Sufficiency of process checks does not merely deal with the ticking off of a set of activities or tasks. More importantly, it deals with how many times a particular activity or task gets iterated. Thus, sufficiency of process checks also represents the depth of quality checking.

For example, documenting a use case is a task that is repeated many times in a project, until all use cases have been documented. However, repetition of the task document in a use case happens after many other tasks (like creating a use case diagram and analyzing a use case documentation) have been performed.

Sufficiency of checks means that a particular activity or task has been repeated enough times to provide confidence in the project team that the deliverable resulting from that activity task is as complete and correct as possible.
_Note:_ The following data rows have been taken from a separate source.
PR #6000, opened 2026-04-25
Add custom keybindings API to CodeMirror editor

Jepson2k:
### Motivation

`ui.codemirror` exposes no way to map keystrokes to Python callbacks today. Common in-app editor shortcuts — `Mod-s` to save, `Mod-r` to run, `F5` to refresh, plus things like `Mod-c` where you want to react without overriding the browser's native copy — currently require forking the JS or wiring up DOM-level keyboard listeners that fight CodeMirror's own keymap.

https://github.com/user-attachments/assets/f6891d59-5370-428a-8db5-1d4726c6af89

### Implementation

Adds:
- `keybindings={key: handler}` constructor parameter and matching `editor.on_keybinding(key, handler)` / `editor.remove_keybinding(key)` for runtime updates. Keys follow CodeMirror's [keymap syntax](https://codemirror.net/docs/ref/#view.KeyBinding) — `Mod-s`, `F5`, `Mod-Shift-d`, etc. (`Mod` is Cmd on macOS, Ctrl elsewhere).
- `ui.codemirror.binding(callback, ...)` factory for per-binding overrides: `prevent_default=False` (notify Python while letting the browser default fire — e.g. `Mod-c` notifies Python and the browser still copies) and per-platform `mac=` / `linux=` / `win=` shortcut overrides.

Bindings are registered at high precedence so they override `basicSetup` defaults (e.g. you can rebind `Mod-z`).

### Progress


evnchn (changes requested):

Really nice work, @Jepson2k — this API fits NiceGUI's idioms cleanly (`on_keybinding(...) -> Self` mirrors `on_select`, the event dataclass matches the existing pattern, and you didn't invent a parallel registry), the `Prec.high` placement is right, the fire-and-forget model is documented honestly, and there are no unsafe string→JS paths. I checked it out, ran the tests, and exercised custom bindings (multi-editor routing, runtime `remove_keybinding`, `prevent_default=False` on Mod-z all behaved exactly as documented). Two small things to fix before merge, then I think this is in good shape:

**🟠 One invalid key descriptor takes down the whole keymap.** A bad spec like `'Bogus-x'` makes CodeMirror throw `Unrecognized modifier name: Bogus` when it lazily compiles the combined keymap on the first keydown; because the binding table never gets built, every later keydown re-throws and the entire dispatch path goes dead — basicSetup undo, Tab indent, and all valid user bindings included. CM swallows the throw in its own keydown observer, so it surfaces only as a console error with no visible failure (I confirmed undo + Tab + a valid `Mod-d` binding all stop firing with one bogus binding present). Could we validate the modifier tokens Python-side and raise a friendly `ValueError` at registration, or warn-and-skip the bad entry in JS? Either is just a few lines and turns a silent footgun into a clear error.

**🟠 The tests go red on macOS.** `tests/test_codemirror.py` synthesizes `Mod-*` with a hard-coded `ctrlKey: true` (8 places), but CodeMirror maps `Mod`→Cmd on a Mac browser, so four of the keybinding tests fail locally for any Mac dev (including the Zauberzeug team) even though CI is green — I saw `test_keybinding_constructor`, `_method`, `_replaces_existing`, and `_prevent_default_false` fail, and all 26 pass once the modifier matches. One thing to watch: a blanket `ctrlKey`→`metaKey` swap would then break the Linux CI runner (where `Mod`→Ctrl), so the durable fix is platform-aware — pick the modifier from `/Mac/.test(navigator.platform)`, mirroring CM's own check.

**A couple of minor things:** the new keybindings docstring is missing the `*Since version X.Y.Z*` marker that the neighbouring `line_tooltips` paragraph has; and bindings don't fire while the editor is `.disable()`d (which is probably the behavior you want for a DisableableElement, just worth a docstring line or a quick test). And a tiny non-issue I was curious about — commit `8e35c541` mentions "per review feedback," but I don't see an earlier review on the PR; what was that referring to?

The tests themselves are genuinely good — Screen fixture throughout, no mocks, and the FIFO no-traffic control plus the pre-seeded-undo-history regression test are clever touches. No dist rebuild needed. Both fixes are small; ping me when they're in and I'll take another quick pass. 🙂

evnchn:

**TL;DR:**

All four items from my 06-14 review are addressed — and correct, not just present. Re-checked each against the diff at `eff9f7e7`.

Nothing needed on this one; a holistic re-review follows in a separate comment.

<details>
<summary><b>Per-item verification (diff at <code>eff9f7e7</code>)</b></summary>

| # | My 06-14 ask | Status | Evidence |
|---|---|---|---|
| 1 | Validate keybinding modifiers Python-side, raise a friendly error | ✅ | `_validate_keybinding()` raises a clear `ValueError` at registration; wired into `binding()`, `on_keybinding()`, and the constructor. Edge cases hold: `'Mod--'` (literal-dash key) → empty segment skipped; bare `'F5'` → no modifier checked; `'Mod-Shift-Boop-d'` → raises on `Boop`. The docstring spelling out the dead-keymap footgun is a nice touch. Test `test_keybinding_invalid_modifier_raises`. |
| 2 | Make tests platform-aware for macOS | ✅ | `_MOD_KEY_JS = '[/Mac/.test(navigator.platform) ? "metaKey" : "ctrlKey"]: true'` — resolves to `metaKey` on macOS / `ctrlKey` on Linux CI, mirroring CM6's own `Mod` resolution rather than a blanket swap. |
| 3 | Version markers | ✅ | All `3.14.0` now (commit `eff9f7e7` corrected an earlier 3.13.0 slip). |
| 4 | Disabled-binding behavior | ✅ | Documented + `test_keybinding_does_not_fire_while_disabled` (gates on the `contentEditable` flip, leans on WS FIFO ordering). |

Quick turnaround too — review 06-14 → fixes 06-16. Nicely done, @Jepson2k.
</details>

evnchn (dismissed):

**TL;DR:**

Approving. ✅

Beyond the four review items, I ran the whole feature end-to-end in a real browser on this branch — every path works: dict-key fidelity, `prevent_default=False`, runtime bind/unbind, and shift combos.

Implementation's clean and CI's green; nothing blocking.

<details>
<summary><b>End-to-end verification (ran the branch at <code>eff9f7e7</code> in a real browser)</b></summary>

Built a demo on the branch code (`PYTHONPATH` shadow over a venv), drove it with real keystrokes:

| Exercise | Result | Confirms |
|---|---|---|
| `Mod-s` | label → `saved:Mod-s` | fires, and `event.key` is the dict key (`'Mod-s'`), not `'s'` — key fidelity |
| `F5` | → `refresh` | plain function-key binding |
| `Mod-c` (`prevent_default=False`) | → `copy-logged` | notifies Python while the browser still copies |
| `Mod-Shift-d` via `on_keybinding` (real keypress) | → `runtime-bound` | runtime registration **and** shift-combo matching |
| `remove_keybinding('F5')` then F5 | label unchanged | unbind genuinely stops firing |

</details>

<details>
<summary><b>How I drove it (reproducible — replay against any checkout of this branch)</b></summary>

Checked out the PR head `eff9f7e7` in a worktree and ran a demo on the branch code by shadowing an installed venv with `PYTHONPATH` (confirmed `nicegui.__file__` pointed at the worktree, not site-packages):

```python
# kb_demo.py
from nicegui import ui

log = []
status = ui.label('idle').props('id=status')
def mark(m): log.append(m); status.set_text(m)

editor = ui.codemirror('def hello():\n    print("hi")', language='Python', keybindings={
    'Mod-s': lambda e: mark(f'saved:{e.key}'),
    'F5': lambda: mark('refresh'),
    'Mod-c': ui.codemirror.binding(lambda: mark('copy-logged'), prevent_default=False),
}).classes('h-32')
editor.on_keybinding('Mod-Shift-d', lambda: mark('runtime-bound'))
ui.button('Unbind F5', on_click=lambda: editor.remove_keybinding('F5')).props('id=unbind')
ui.run(port=8232, show=False, reload=False)
```

```bash
PYTHONPATH=<worktree-at-eff9f7e7> <venv>/bin/python kb_demo.py
```

Then drove the focused `.cm-content` two ways and read `#status` after each (handlers round-trip over WS, so ~450 ms settle between press and read):

- **Synthetic** — `content.dispatchEvent(new KeyboardEvent('keydown', {key, code, metaKey:true, …}))`. Fired `Mod-s` / `F5` / `Mod-c` correctly, but `Mod-Shift-d` did **not** register (tried both `key:'d'` and `key:'D'`).
- **Real CDP keypress** — focus via click, then `page.keyboard.press('Meta+Shift+D')` → `#status` became `runtime-bound`. That's the data point that flipped "looks broken" → "synthetic-event artifact, feature is fine".
- **Unbind** — clicked `#unbind`, re-fired F5 → `#status` unchanged, confirming `remove_keybinding`.
</details>

<details>
<summary><b>Went down the shift-combo rabbit hole so future tests don't have to — it's solid</b></summary>

One nuance I chased to be thorough: `Mod-Shift-d` fires under a **real** keypress but **not** under a synthetic `dispatchEvent`. CM6 resolves shift-combo key-names from genuine keyboard events in a way synthetic events don't reproduce — so this is a CM6 quirk, not anything in your code. I confirmed the real path works (CDP `Meta+Shift+D` → handler fired).

Net: your synthetic-event suite is exactly right for everything it covers, and it's genuinely thorough (10 tests, including the `remove_keybinding` un-firing assertion). It just can't reach shift-combo *firing* by construction — which is why `test_keybinding_constructor` rightly registers `Mod-Shift-d` and only asserts serialization. If you ever want belt-and-suspenders on shift matching, a single Selenium `ActionChains` press would do it — pure gravy.
</details>

<details>
<summary><b>Code-quality pass (no blockers)</b></summary>

- Frozen `slots` dataclass spec; `binding()` factory validates per-OS overrides up front.
- Constructor batches via `suspend_updates()` — no per-key update storm.
- `_dispatch_keybinding` no-ops on an unknown/just-removed key — handles the emit-after-remove race.
- JS uses `CM.Prec.high` so user bindings win over `basicSetup` (e.g. `Mod-z` undo), reconfigured through a dedicated `Compartment` for runtime updates.
- No new client→server trust surface beyond standard NiceGUI event emits.
- CI green (mypy / pre-commit / pylint / pytest), `MERGEABLE`.
</details>

<details>
<summary><b>Unicode / UTF-16 — verified robust</b></summary>

Probed the keybinding Unicode surface (key strings + the `event.key` round-trip) on the branch:

| Test | Result |
|---|---|
| validation accepts non-ASCII **key names** (`Mod-ä`, `中`, `😀`) | ✅ |
| validation rejects non-ASCII **modifiers** (`Ä-s` → `ValueError`) | ✅ |
| prop serialization | `["ä","ñ","中","Mod-é","Mod-€"]` — no mojibake |
| press non-ASCII key → `e.key` to Python | exact string round-trips (`hit:中`, `hit:Mod-€`) |

Round-trip fidelity is guaranteed by construction — the JS `run` echoes the registered key string rather than re-deriving it from the event, so the string can't drift.

**One FYI for the author (not blocking):** matching is exact-string on `event.key`, so a binding registered with a **precomposed** character (`'Mod-é'`, U+00E9) won't match a **decomposed** keypress (`e` + U+0301), and vice-versa. That's how CM6 — and keymaps generally — work, not a bug here; but an `unicodedata.normalize`-flavored caveat could be worth a docstring line if non-ASCII bindings are expected.
</details>

Heads-up: sibling #5988 touches the same `codemirror.py`, so whichever lands first will want a quick rebase on the other.

LGTM — approving. Thanks @Jepson2k.

---
*Changelog*
- 2026-06-18: Added a Unicode/UTF-16 verification block (key-string validation, prop serialization, `event.key` round-trip) + an NFC/NFD normalization FYI for the author. Verdict unchanged (approved).

falkoschindler (commented):
Thanks a lot for the pull request, @Jepson2k! Custom keybindings a are great addition to `ui.coremirror` and I appreciate the work you put into this.

I went over the code in some detail and pushed a series of follow-up commits. Rather than walk through each one (the individual commit messages cover the specifics), here's the overall shape of what changed:

**API surface aligned with CodeMirror's own vocabulary.** The public API now mirrors CodeMirror 6's naming: a `keymap` parameter/prop, a `KeyBinding` value class that carries the key together with its options (`prevent_default`, per-OS `mac`/`linux`/`win`), and `map_key`/`unmap_key` methods for runtime changes. The event stays `CodeMirrorKeyBindingEventArguments`.

**Validation moved from Python to the client.** The original Python-side modifier/chord validation duplicated rules that CodeMirror already enforces (and got some of them wrong — it over-rejected valid multi-stroke chords). Instead of re-implementing CodeMirror's grammar, we now force CodeMirror to build the combined keymap at registration time, so a bad modifier or a chord prefix that collides with a standalone binding surfaces immediately and is reported through the server log — rather than silently killing every keybinding on the first keystroke. The `logAndEmit` socket emit is now deferred until the websocket handshake so early errors aren't lost.

**Structure.** `codemirror.py` was growing unboundedly, so the language/theme literals moved into `constants.py` and all keybinding logic into a `KeyBindingElement` mixin (`keybindings.py`) that `CodeMirror` inherits.

**Tests rewritten around observable behavior.** The keybinding tests now live in their own file and assert what a user can observe — notifications, the editor's rendered content, the server log — instead of internal props or `defaultPrevented`. They cover the map → re-map → unmap lifecycle, `prevent_default`, the disabled case, and invalid-binding reporting.

**Demo reworked** to show the new API.

I'll do a final agentic review pass tomorrow. Then the PR should be ready to merge. Thanks again for the contribution!

falkoschindler (approved):
Did the final review pass today and went over the whole diff once more — nothing left to flag. The `KeyBindingElement` split, the `Prec.high` placement, and forcing CodeMirror to build the combined keymap so conflicts surface at registration all hold up; disabled editors correctly drop bindings; and the tests/docs are thorough. Fixed one tiny docstring slip along the way (it named the `KeyBinding` class instead of the `keybinding` event).

LGTM — approving for merge. Thanks again, @Jepson2k!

2.9.3. Checking the Malleability of a Process

While checking the necessity and sufficiency of a process can be outlined as a set of checks, the malleability of a process is involved more with its inherent characteristics than an external check. The science of methods underlying a process seems to imbibe this dichotomy within a process: the repeatability of the process resulting from its rigorous definition versus the ability of the process to suit various development environments such as the six different types of projects and their three different sizes discussed in Chapter 1.

Malleability attempts to ascertain the ability of the process to adapt to different development environments. Furthermore, malleability implies the ability of the instance of the process to adapt to the changes in the project itself, as the development progresses. For example, if a process mandates the creation of state chart diagrams for a class, but after two attempts at doing so the project team—and in particular the process engineer—realizes that for this particular project it's more beneficial to create the state chart diagrams directly from the use case descriptions and to use those diagrams to update class operations, the change in the process should be immediately reflected in the process description in the relevant process-components. Use of process-based CASE tools makes this much easier to accomplish. However, this is the malleable aspect of a process, and is crucial to the overall quality of the development.

A process tool should enable a feedback mechanism for the process users, and this feedback should be incorporated in (a) construction of the process instance, which is the area of process architecture, and (b) usage of the process, as the development progresses, which is the dynamic aspect of the process enactment itself. The measure of how easy it is to change the process during a project—during or at the end of each iteration—indicates the malleability of the process during enactment.